Actually, I'm more creative swimming on the sea X\'D or taking a walk under the stars, but as it is not usually possible, I just take a walk around my dinner table at midnight and then go to write the new ideas on my room. My desk is also a bookcase, and I have a vacant spot on a shelf where I'm going to put my own book someday.


----------



## mblank (May 2, 2014)

Wherever the laptop takes me.  Usually camped out on my big, comfy couch with my cat trying to sleep on my arms.


----------



## Plasticweld (May 2, 2014)

Bishop is that rifle made of legos? never seen anything quite like it


----------



## Jon M (May 3, 2014)

garza said:


> View attachment 5539


Christ, garza, my ass hurts just looking at that chair.


----------



## Nicholas McConnaughay (May 3, 2014)

Basically, it's wherever I am, I do a lot of writing by hand in the notebook, but I prefer when I have my laptop. Normally, I need a quiet place, and I listen to instrumental or psychedelic music. I can't listen to songs with words because it distracts me.


----------



## Greimour (May 3, 2014)

I don't know if it's a 'place' that gets me going. More like a series of circumstances.

Example:

Working 8+ hour lone shifts as a Hotel Receptionist (Graveyard shift) almost nothing to do when not checking guests in between 11pm-4am at which point I did a nightly audit. Nothing to do then until 7am except dress up the maid trolleys and a couple of times a week clean the reception area, front of house (cig dimps outside) and maybe the windows. Not including the times taken to check guests in and out, I basically manned the desk for 7 hours and my job roles were otherwise complete within a 60 minute given time frame.

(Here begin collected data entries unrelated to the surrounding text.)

PR #48, opened 2023-05-19
Add Active Messages support

pentschev:
Introduce new `ucxx::RequestAm` class to allow transferring via the Active Messages UCX API.


cpp/include/ucxx/worker.h
```diff
@@ -643,6 +674,56 @@ class Worker : public Component {
...
+   *
+   * @code{.cpp}
+   * // context is `std::shared_ptr<ucxx::Context>`
+   * auto worker = context->createWorker(false);
+   *
+   * worker->registerAmAllocator(`UCS_MEMORY_TYPE_CUDA`, ucxx::RMMBuffer);
+   * @endcode
+   *
+   * @param[in] memoryType  the memory type the allocator will be used for.
+   * @param[in] allocator   the allocator callbable that will be used to allocate new
```
wence-, line 702:
```suggestion
   * @param[in] allocator   the allocator callable that will be used to allocate new
```

cpp/src/request.cpp
```diff
@@ -69,7 +69,7 @@ void Request::cancel()
                        ucs_status_string(status));
     } else {
       ucxx_trace_req_f(_ownerString.c_str(), _request, _operationName.c_str(), "canceling");
-      ucp_request_cancel(_worker->getHandle(), _request);
+      if (_request != nullptr) ucp_request_cancel(_worker->getHandle(), _request);
```
wence-, line 72: This is unrelated to the AM changes and just a check we need to add, right?

cpp/include/ucxx/worker.h
```diff
@@ -643,6 +674,56 @@ class Worker : public Component {
...
+   * on the host allocator is undesirable, for example when transferring CUDA buffers the
+   * destination is always going to be a host buffer and prevent the use of transports such
+   * as NVLink or InfiniBand+GPUDirectRDMA. For that reason it's important that the user
+   * defines those allocators that are important for the application.
+   *
+   * If the `memoryType` has already been registered, the previous allocator will be
+   * replaced by the new one. Be careful when doing this after transfers have started, there
+   * are no guarantees that inflight messages have not already been allocated with the old
+   * allocator for that type.
+   *
```
wence-, line 693: Do we want to add some text here about how the data received by active messages must be deallocated using the allocator's "matching" `free` implementation? E.g. I see that the `HostBuffer` implementation uses `malloc`/`free` pairs, but it could equally use `new`/`delete`. (This is only _really_ relevant when doing `HostBuffer.release` I guess).

wence- (commented):
A partial look, I haven't gone through the logical of the implementation properly yet.

cpp/include/ucxx/worker.h
pentschev: I haven't thought about this, but given the object the user will ultimately get via `request->getRecvBuffer()` is a `Buffer`, I would hope [the user reads `Buffer::release()` docs](https://github.com/rapidsai/ucxx/blob/95f0e4280488daec3ecdd1870adba587ecea1f83/cpp/include/ucxx/buffer.h#L122-L125) which writes that. Would you like to be redundant here? To me the danger of redundancy is in the event of changes in the behavior of `Buffer` and missing to update the relevant bits here too, perhaps the ideal case would be to have a cross-ref instead, but I haven't done that in this repo yet.

cpp/include/ucxx/worker.h
pentschev: Fixed in https://github.com/rapidsai/ucxx/pull/48/commits/bbf6e27c014efea57e6cb0484d3b663dbb1e258e

cpp/src/request.cpp
pentschev: That's right, I found it during development here and decided to throw it in here instead of opening a new PR, although I'll probably add this to another PR too to get this change in sooner.

pentschev (commented):
Thanks @wence- for looking at this, apologies for not addressing it earlier but somehow I completely missed the notification for this PR. I've addressed/responded to your comments now, please have a look when you've got the chance.

cpp/src/internal/request_am.cpp
```diff
@@ -0,0 +1,38 @@
...
+namespace internal {
+
+RecvAmMessage::RecvAmMessage(internal::AmData* amData,
+                             ucp_ep_h ep,
+                             std::shared_ptr<RequestAm> request,
+                             std::shared_ptr<Buffer> buffer)
+  : _amData(amData), _ep(ep), _request(request), _buffer(buffer)
+{
+  _request->_delayedSubmission =
+    std::make_shared<DelayedSubmission>(false, _buffer->data(), _buffer->getSize());
```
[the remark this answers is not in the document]
wence-: Also, the lifetime management of this object (and specifically in relation to that of `_buffer`) looks potentially bad.

The `DelayedSubmission` doesn't incref the buffer shared pointer, so if there's a way to grab the delayed submission out of a `Request` then it could have a longer lifetime than the request (and hence the buffer).

e.g.
```c++
std::shared_ptr<DelayedSubmission> long_lived = nullptr;
{
   auto buffer = Buffer...;
   auto request = Request(..., buffer);
   msg = RecvAmMsg(..., request, buffer);
   long_lived = msg->delayedSubmission;
}
long_lived->data...; // use-after-free
```

cpp/src/internal/request_am.cpp
```diff
@@ -0,0 +1,38 @@
...
+}
+
+void RecvAmMessage::setUcpRequest(void* request) { _request->_request = request; }
+
+void RecvAmMessage::callback(void* request, ucs_status_t status)
+{
+  _request->_buffer = _buffer;
```
wence-, line 28: Can `_request` be used for something else during the lifetime of `this`? if not, why not set up the `_request->_buffer` pointer in the constructor of `RecvAmMessage`, if yes, then this seems potentially racy.

cpp/src/endpoint.cpp
```diff
@@ -191,6 +192,27 @@ void Endpoint::removeInflightRequest(const Request* const request)
...
 size_t Endpoint::cancelInflightRequests() { return _inflightRequests->cancelAll(); }
 
+std::shared_ptr<Request> Endpoint::amSend(void* buffer,
+                                          size_t length,
+                                          ucs_memory_type_t memoryType,
+                                          const bool enablePythonFuture,
+                                          RequestCallbackUserFunction callbackFunction,
+                                          RequestCallbackUserData callbackData)
+{
+  auto endpoint = std::dynamic_pointer_cast<Endpoint>(shared_from_this());
```
wence-, line 202: Why do we need to cast `this` (which is an `Endpoint`?) to `Endpoint` (or is it that it might be a subclass?)

cpp/src/request.cpp
```diff
@@ -105,10 +105,11 @@ void Request::callback(void* request, ucs_status_t status)
                    _callback.target<void (*)(void)>());
   if (_callback) _callback(status, _callbackData);
 
-  ucp_request_free(request);
+  if (request != nullptr) ucp_request_free(request);
```
wence-, line 108: TODO: request that UCX accepts `nullptr` in its `XXX_free` functions so that we don't have to litter user code with this kind of nonsense error checking. That would align the UCX APIs more closely with that of `free`.

cpp/src/worker.cpp
```diff
@@ -374,4 +428,16 @@ std::shared_ptr<Listener> Worker::createListener(uint16_t port,
   return listener;
 }
 
+void Worker::registerAmAllocator(ucs_memory_type_t memoryType, AmAllocatorType allocator)
+{
+  if (_amData == nullptr)
+    throw std::runtime_error("Active Messages wasn not enabled during context creation");
+  _amData->_allocators.insert_or_assign(memoryType, allocator);
```
wence-, line 435: FWIW, since `ucs_memory_type_t` is an enum, the `_allocators` object could just be a `std::array<AmAllocatorType, UCS_MEMORY_TYPE_LAST + 1>` and accessing it could be `_allocators[memoryType]`.

python/ucxx/_lib/libucxx.pyx
```diff
@@ -951,6 +979,50 @@ cdef class UCXEndpoint():
...
+
+        with nogil:
+            req = self._endpoint.get().amSend(
+                buf,
+                nbytes,
+                UCS_MEMORY_TYPE_CUDA if cuda_array else UCS_MEMORY_TYPE_HOST,
+                self._enable_python_future
+            )
+
+        return UCXRequest(<uintptr_t><void*>&req, self._enable_python_future)
```
wence-, line 1013: Really the address of the shared pointer, and not the shared pointer itself?

python/ucxx/_lib/libucxx.pyx
```diff
@@ -951,6 +979,50 @@ cdef class UCXEndpoint():
...
+    def am_recv(self):
+        cdef shared_ptr[Request] req
+
+        if not self._context_feature_flags & Feature.AM.value:
+            raise ValueError("UCXContext must be created with `Feature.AM`")
+
+        with nogil:
+            req = self._endpoint.get().amRecv(self._enable_python_future)
+
+        return UCXRequest(<uintptr_t><void*>&req, self._enable_python_future)
```
wence-, line 1024: Same query here about `address-of-pointer` vs `pointer`.

python/ucxx/_lib_async/endpoint.py
```diff
@@ -85,6 +85,43 @@ async def close(self):
...
+        # Optimization to eliminate producing logger string overhead
+        if logger.isEnabledFor(logging.DEBUG):
+            nbytes = buffer.nbytes
+            log = "[AM Send #%03d] ep: %s, nbytes: %d, type: %s" % (
+                self._send_count,
+                hex(self.uid),
+                nbytes,
+                type(buffer.obj),
+            )
+            logger.debug(log)
```
wence-, line 112: This can be a little simpler since the logging module does at least accept format strings and arguments in its calls.

So

```suggestion
            logger.debug(
                "[AM Send #%03d] ep: 0x%x, nbytes: %d, type: %s", 
                self._send_count,
                self.uid,
                nbytes,
                type(buffer.obj),
            )
```

python/ucxx/_lib_async/endpoint.py
```diff
@@ -214,6 +249,44 @@ async def send_obj(self, obj, tag=None):
...
+            if self.closed():
+                raise UCXCloseError("Endpoint closed")
+
+        # Optimization to eliminate producing logger string overhead
+        if logger.isEnabledFor(logging.DEBUG):
+            log = "[AM Recv #%03d] ep: %s" % (
+                self._recv_count,
+                hex(self.uid),
+            )
+            logger.debug(log)
```
wence-, line 265: Same suggestion here:
```suggestion
            logger.debug(
                "[AM Recv #%03d] ep: 0x%x",
                self._recv_count,
                self.uid,
            )
```

python/ucxx/_lib_async/endpoint.py
```diff
@@ -214,6 +249,44 @@ async def send_obj(self, obj, tag=None):
...
+        buffer = req.get_recv_buffer()
+
+        if logger.isEnabledFor(logging.DEBUG):
+            log = "[AM Recv Completed #%03d] ep: %s, nbytes: %d, type: %s" % (
+                self._recv_count,
+                hex(self.uid),
+                buffer.nbytes,
+                type(buffer),
+            )
+            logger.debug(log)
```
wence-, line 280: And here... (Note also using `"0x%x"` to format the uid as hex, rather than calling `hex(self.uid)`).

wence- (commented):
I think there's a little cleanup we can do in the recvWait/recvPool mapping handling, and then some other minor cleanups/queries in the logic side of things.

python/ucxx/_lib_async/endpoint.py
pentschev: Done in https://github.com/rapidsai/ucxx/pull/48/commits/bd1787f0b17d505f6e4ec60037fc605d057bcd01

python/ucxx/_lib_async/endpoint.py
pentschev: Done in https://github.com/rapidsai/ucxx/pull/48/commits/bd1787f0b17d505f6e4ec60037fc605d057bcd01

python/ucxx/_lib_async/endpoint.py
pentschev: Done in https://github.com/rapidsai/ucxx/pull/48/commits/bd1787f0b17d505f6e4ec60037fc605d057bcd01

pentschev (commented):
Thanks @wence- for another great, thorough review. I've addressed your comments, could you please take another look when you have a chance?

wence- (approved):
Thanks for all the explanation, looks good I think.

cpp/src/internal/request_am.cpp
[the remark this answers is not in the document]
pentschev: You're right that the `shared_ptr` doesn't extend the lifetime of their owners, but the design we have in UCXX is different than the sample you wrote. In UCXX the user is responsible for guaranteeing the lifetime of (the equivalent of) `Child`, and `Child` holds a `shared_ptr` to (the equivalent of) `Parent`, thus ensuring `shared_ptr<Parent>`'s lifetime. What we have in UCXX is analogous to the following:

```c++
#include <memory>
#include <iostream>

struct Child;

struct Parent {
  
  Parent() {
    std::cout << "cons Parent " << std::endl;
  };
  ~Parent() {
    std::cout << "dest Parent " << std::endl;
  }

  
};

struct Child {

  std::shared_ptr<Parent> _p;

  Child() {
    std::cout << "cons Child" << std::endl;
  };
  ~Child() {
    std::cout << "dest Child" << std::endl;
  }

  void setParent(std::shared_ptr<Parent> p)
  {
    _p = p;
  }
};

int main(void)
{
  auto c = std::make_shared<Child>();
  std::shared_ptr<Child> d = nullptr;
  {
    auto p = std::make_shared<Parent>();
    c->setParent(p);
    d = c;
  }

  return 0;
}
```

Regarding the original point regarding `DelayedSubmission`, you are right. I missed making it a `ucxx::Component`, that's what we need to ensure its lifetime, thanks for catching that! The fix for this is now done via https://github.com/rapidsai/ucxx/pull/48/commits/d7dcea00b25a3ce04b0f389f5ec633b43e11303a.

cpp/src/internal/request_am.cpp
pentschev: That's a good idea, done in https://github.com/rapidsai/ucxx/pull/48/commits/6eb5f95b48c9f407d32a9a29267082ecaf1884bd.

cpp/src/worker.cpp
pentschev: Given UCX leaves this for the user to write any handler, the result type could be anything, even something that UCX doesn't support. One could receive on a CUDA buffer and move that data to a host buffer before returning it to the user, for example. Another possibility would be some kind of composition that returns multiple buffers (we may want to explore a multi-buffer transfer perhaps, similar to `RequestTagMulti`). In any of those cases we will probably want a non-`ucs_memory_type_t` assuming we make this more flexible in the future and allow the user to do any arbitrary transfers.

pentschev (commented):
Thanks @wence- for looking at it again. I think I've addressed all your comments, but please let me know if I missed something.

wence- (approved):

wence-:
Thanks, not sure what went on in the tests though

robertmaynard (approved):

cpp/src/internal/request_am.cpp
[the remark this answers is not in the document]
pentschev: It turns out that the change in https://github.com/rapidsai/ucxx/commit/d7dcea00b25a3ce04b0f389f5ec633b43e11303a is problematic, it creates a dependency cycle as `std::shared_ptr<ucxx::Request>` has a `shared_ptr<DelayedSubmission>`, and the latter has now also a reference to the former, thus preventing those objects from being destroyed. Thus, this has to be fixed in a different way: the `std::shared_ptr<ucxx::Request>` should continue to effectively own `shared_ptr<DelayedSubmission>`, but we must make sure that a reference to `std::shared_ptr<ucxx::Request>` is kept by the worker until it processes `shared_ptr<DelayedSubmission>`, only then the request should be allowed to go out-of-scope. Therefore, I reverted the first commit in favor of https://github.com/rapidsai/ucxx/pull/48/commits/88e8b349406468bda9d68aae893d430f72e75c4e. Would you mind taking a look at it @wence- and letting me know if you think that's reasonable?

cpp/src/delayed_submission.cpp
```diff
@@ -35,26 +35,25 @@ void DelayedSubmissionCollection::process()
...
-void DelayedSubmissionCollection::registerRequest(DelayedSubmissionCallbackType callback)
+void DelayedSubmissionCollection::registerRequest(std::shared_ptr<Request> request,
+                                                  DelayedSubmissionCallbackType callback)
 {
-  auto r = std::make_shared<DelayedSubmissionCallbackType>(callback);
-
   {
     std::lock_guard<std::mutex> lock(_mutex);
-    _collection.push_back(r);
+    _collection.push_back(std::make_pair(request, callback));
```
wence-, line 54: I think you can use an initializer list here to make it easier to read:
```suggestion
    _collection.push_back({request, callback});
```

cpp/src/request_stream.cpp
```diff
@@ -41,7 +34,12 @@ std::shared_ptr<RequestStream> createRequestStream(std::shared_ptr<Endpoint> end
   auto req = std::shared_ptr<RequestStream>(
     new RequestStream(endpoint, send, buffer, length, enablePythonFuture));
 
-  req->_delayedSubmission->setParent(req);
+  // A delayed notification request is not populated immediately, instead it is
+  // delayed to allow the worker progress thread to set its status, and more
+  // importantly the Python future later on, so that we don't need the GIL here.
+  req->_worker->registerDelayedSubmission(
+    req, std::bind(std::mem_fn(&Request::populateDelayedSubmission), req.get()));
```
wence-, line 41: Ah, this needs to be moved from the constructor because we need the `shared_ptr` to `this` which isn't available.

cpp/src/delayed_submission.cpp
```diff
@@ -35,26 +35,25 @@ void DelayedSubmissionCollection::process()
       toProcess = std::move(_collection);
```
wence-, line 35: What does `std::move` do to `_collection`? Does it just drain the vector, leaving it "as-if" it were empty again? I guess so.

wence- (approved):
A very minor comment.

pentschev:
All tests pass now, I'll leave this to be merged Monday in case you have any last comments @wence- , thanks again for reviewing!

I spent many hours bored. I could be spinning in my chair looking at the roof, sat on the step outside having a smoke, watching the sunrise, sneaking to the shop next door or texting and phoning either friends, girlfriend/s or staff at other hotels of the same company who were equally bored.

This is when I decided I should grab a pen and paper and start writing. 

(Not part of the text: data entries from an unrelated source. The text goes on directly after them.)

PR #50, opened 2023-05-24
Various minor improvements

pentschev:
Adds various minor improvements:

- Add option to create `compile_commands.json` in build scripts
- Make log level string names consistent with UCX
- Simplify `ucxx::Endpoint::getWorker()` by making it a non-static method that doesn't require an argument


build.sh
```diff
@@ -180,6 +186,10 @@ if buildAll || hasArg libucxx; then
     compile_end=$(date +%s)
     compile_total=$(( compile_end - compile_start ))
 
+    if [[ ${BUILD_COMPILE_COMMANDS} == "ON" ]]; then
+      cp compile_commands.json ..
```
wence-, line 190: If the build directory is `cpp/build` then clangd automatically finds `compile_commands.json`, so there's not necessarily any need to do this copy.

build.sh
```diff
@@ -18,7 +18,7 @@ ARGS=$*
 # script, and that this script resides in the repo dir!
 REPODIR=$(cd $(dirname $0); pwd)
 
-VALIDARGS="clean libucxx libucxx_python ucxx benchmarks tests examples -v -g -n -l --show_depr_warn -h"
+VALIDARGS="clean libucxx libucxx_python ucxx benchmarks tests examples -v -g -n -c --show_depr_warn -h"
 HELP="$0 [clean] [libucxx] [libucxx_python] [ucxx] [benchmarks] [tests] [examples] [-v] [-g] [-n] [-h] [--cmake-args=\\\"<args>\\\"]
```
wence-, line 22:
```suggestion
HELP="$0 [clean] [libucxx] [libucxx_python] [ucxx] [benchmarks] [tests] [examples] [-vcgnh] [--cmake-args=\\\"<args>\\\"]
```

?

build.sh
```diff
@@ -18,7 +18,7 @@ ARGS=$*
 # script, and that this script resides in the repo dir!
 REPODIR=$(cd $(dirname $0); pwd)
 
-VALIDARGS="clean libucxx libucxx_python ucxx benchmarks tests examples -v -g -n -l --show_depr_warn -h"
```
wence-, line 21: Presume that `-l` never did anything?

cpp/include/ucxx/endpoint.h
```diff
@@ -421,20 +421,16 @@ class Endpoint : public Component {
...
+   * A `std::shared_ptr<ucxx::Endpoint>` needs to be created and registered by
+   * `std::shared_ptr<ucxx::Worker>`, but the endpoint may be a child of a
+   * `std::shared_ptr<ucxx::Listener>` object. For convenience, this method can be used to
+   * get the `std::shared_ptr<ucxx::Worker>` which the endpoint is associated with.
    *
-   * @param[in] workerOrListener the `std::shared_ptr<ucxx::Worker>` or
-   *                             `std::shared_ptr<ucxx::Listener>` object.
-   *
-   * @returns The `std::shared_ptr<ucxx::Worker>` derived from `workerOrListener` argument.
+   * @returns The `std::shared_ptr<ucxx::Worker>` which the endpoint is assocaited with.
```
wence-, line 431:
```suggestion
   * @returns The `std::shared_ptr<ucxx::Worker>` which the endpoint is associated with.
```

cpp/src/endpoint.cpp
```diff
@@ -23,12 +23,22 @@
 
 namespace ucxx {
 
+static std::shared_ptr<Worker> getWorker(std::shared_ptr<Component> workerOrListener)
+{
+  auto worker = std::dynamic_pointer_cast<Worker>(workerOrListener);
+  if (worker == nullptr) {
+    auto listener = std::dynamic_pointer_cast<Listener>(workerOrListener);
```
wence-, line 30: The type system will not save you if you pass a non worker-or-listener in here and you'll get some kind of bad de-reference. Should we do `if (listener == nullptr) { throw ...; }` ?

cpp/src/log.cpp
```diff
@@ -26,7 +26,7 @@ void parseLogLevel()
       });
 
     auto level = logLevelNames.find(logLevelName);
-    if (level != logLevelNames.end())
+    if (!logLevelName.empty() > 0 && level != logLevelNames.end())
```
wence-, line 29: `logLevelName.empty()` returns bool, why the check `> 0` ?

Is this just:
```
if (!logLevelName.empty() && level != logLevelNames.end())
```
?

cpp/include/ucxx/log.h
```diff
@@ -69,11 +69,12 @@ const std::unordered_map<std::string, ucxx_log_level_t> logLevelNames = {
...
-  {"TRACE_REQ", UCXX_LOG_LEVEL_TRACE_REQ},
-  {"TRACE_DATA", UCXX_LOG_LEVEL_TRACE_DATA},
-  {"TRACE_ASYNC", UCXX_LOG_LEVEL_TRACE_ASYNC},
-  {"TRACE_FUNC", UCXX_LOG_LEVEL_TRACE_FUNC},
-  {"TRACE_POLL", UCXX_LOG_LEVEL_TRACE_POLL},
+  {"REQ", UCXX_LOG_LEVEL_TRACE_REQ},
+  {"DATA", UCXX_LOG_LEVEL_TRACE_DATA},
+  {"ASYNC", UCXX_LOG_LEVEL_TRACE_ASYNC},
+  {"FUNC", UCXX_LOG_LEVEL_TRACE_FUNC},
+  {"POLL", UCXX_LOG_LEVEL_TRACE_POLL},
```
wence-, line 76: I think we should keep these names the same as UCX, WDYT?

cpp/include/ucxx/log.h
```diff
@@ -69,11 +69,12 @@ const std::unordered_map<std::string, ucxx_log_level_t> logLevelNames = {
...
+  {"", UCXX_LOG_LEVEL_LAST},
   {"PRINT", UCXX_LOG_LEVEL_PRINT}};
```
wence-, line 78: Should these be in the opposite order?

cpp/src/endpoint.cpp
wence-: I guess one can't use `std::variant` because the type of `parent` is just `Component`.

wence- (changes requested):
Minor.

cpp/include/ucxx/log.h
pentschev: No, the [print level](https://github.com/openucx/ucx/blob/662455a15c4befc26b2baee45f1fc3b9cd6661b1/src/ucs/debug/log.c#L75) is a sort of "temporary debug", which you can use for development debugging. I'm not even sure we can use it currently because [we're bound to UCX logger's internals checking for the highest level at compile-time](https://github.com/openucx/ucx/blob/662455a15c4befc26b2baee45f1fc3b9cd6661b1/src/ucs/debug/log.c#L288-L291), but I'm leaving it here for the time being as I would like to fix that in the future.

build.sh
pentschev: Hmm, at least for me clangd via [neovim+LSP](https://github.com/neovim/nvim-lspconfig) hasn't been finding it in `cpp/build`, it's possible I missed some config but couldn't get it to work oterhwise so far.

cpp/src/log.cpp
pentschev: Yes, thanks for catching, fixed in https://github.com/rapidsai/ucxx/pull/50/commits/a811406d5af37375c0d64c06f5c0dc80e0a81644. I remember when I was writing this I was doing it the Python way, `logLevelName.size() > 0`, then I remembered of `.empty()` but forgot to remove the comparison operator.

cpp/src/endpoint.cpp
pentschev: Good catch, fixed in https://github.com/rapidsai/ucxx/pull/50/commits/0a876bf40d11fda391d1b5f8708dabb2e6174212. I think your comment about `std::variant` is also right, it would be useful if we were passing the parent when it was already cast into its final form, but that is unfortunately not the case here.

pentschev (commented):
Thanks @wence- for reviewing. I think I addressed all your comments, would you mind taking another look when you have the chance?

pentschev:
Any more comments here @wence- ?

build.sh
wence-: Ah, no worries.

cpp/include/ucxx/log.h
wence-: Ah, I had misremembered, nothing to see here...

wence- (approved):
Looks good, thanks!

pentschev:
Thanks @wence- !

I wrote math sums in various forms and worked out ways/rules/patterns to simplify the sums... such as 1+2+3+4+5+6.. to any number. I learned several years later that the sum had already been worked out by a mathematical genius named Freiderich Grauss < or something like that. I didn't know that at the time though, so I was quite proud to have worked out the same thing as he did all by myself.

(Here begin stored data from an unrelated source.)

PR #54, opened 2023-06-06
Fix RMM dependency

bdice:
The `dependencies.yaml` file lists `librmm` for conda/pyproject/requirements, but the C++ package librmm isn't available for pyproject/requirements files. Only the Python package `rmm` is available as a wheel. This PR swaps the two dependencies in the list.

Also I updated `gmock` / `gtest` to align with the versions used by the rest of RAPIDS and sorted the dependency list.


pentschev (approved):
LGTM, thanks @bdice

PR #56, opened 2023-06-09
Update C++/Python version to 0.33.00 and remove `_version.py`

pentschev:
The C++ and Python distribution files were overlooked and were versioned as `0.0.1`, even though the conda packages already follow the same version as UCX-Py. This change fixes that problem, updates the release script so that versions will be properly updated in the future and remove legacy `_version.py` file.


wence- (approved):
Thanks Peter!

robertmaynard (approved):

raydouglass (approved):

Eventually I decided to write out a single scene of a dwarf falling out of bed. 6,ooo words later and 3 shifts in total using pen and paper - I had a pirate story in full flow "Dwarves Were Pirates Too" 

***

Second Example:

I had been dating on and off, often the same girl repeatedly but other in between also... when finally at last I met someone who made my world seem magical. 

It was literally like those cheesy romance movies where grass wet with dew is suddenly glistening and glowing like pearls on emeralds.. where roses seem attracted to your aura instead of the sun, where the cushion of air between your foot, your shoe and the floor seems to be miles apart. I was walking on cloud nine and I didn't want to get down - nor did I want to.

That was when I started writing poems. Primarily poems that, if read, the first letter of each sentence would spell her name. 
Some of them were actually very good, if I do say so myself... others were romantic drivel but she liked them so I didn't care.

***

So for me, my most creative moments are usually of circumstance and feeling - the place, time or method has as yet to be proven differential.


----------



## Poet of Gore (May 4, 2014)

um, aren't we all supposed to write at Starbucks? i mean how else can we let other people know that we write? i mean, maybe get published or something. but that is like really hard work.


----------



## ToriJ (May 4, 2014)

I write at my computer late at night when everyone else has gone to bed. I enjoy the peace and quiet, and the occasional addition of the crickets outside while I write. I don't care much for background noise beyond that. So how I manage to get any work done during the day when my dad has the TV blaring is beyond me.


----------



## Plasticweld (May 4, 2014)

I have a nice office in my house over looking the waterfalls in my back yard, it is something that should be on a post card. I am not allowed to use it anymore, between work and my past time of writing I would be in my office all evening long. My wife got me a lap top so that I can sit with her in evenings in the living room instead. She works on her crossword puzzles or plays scrabble while I do quotes for business or type away on some story. Often times I just read posts here on the forum getting inspired or educated.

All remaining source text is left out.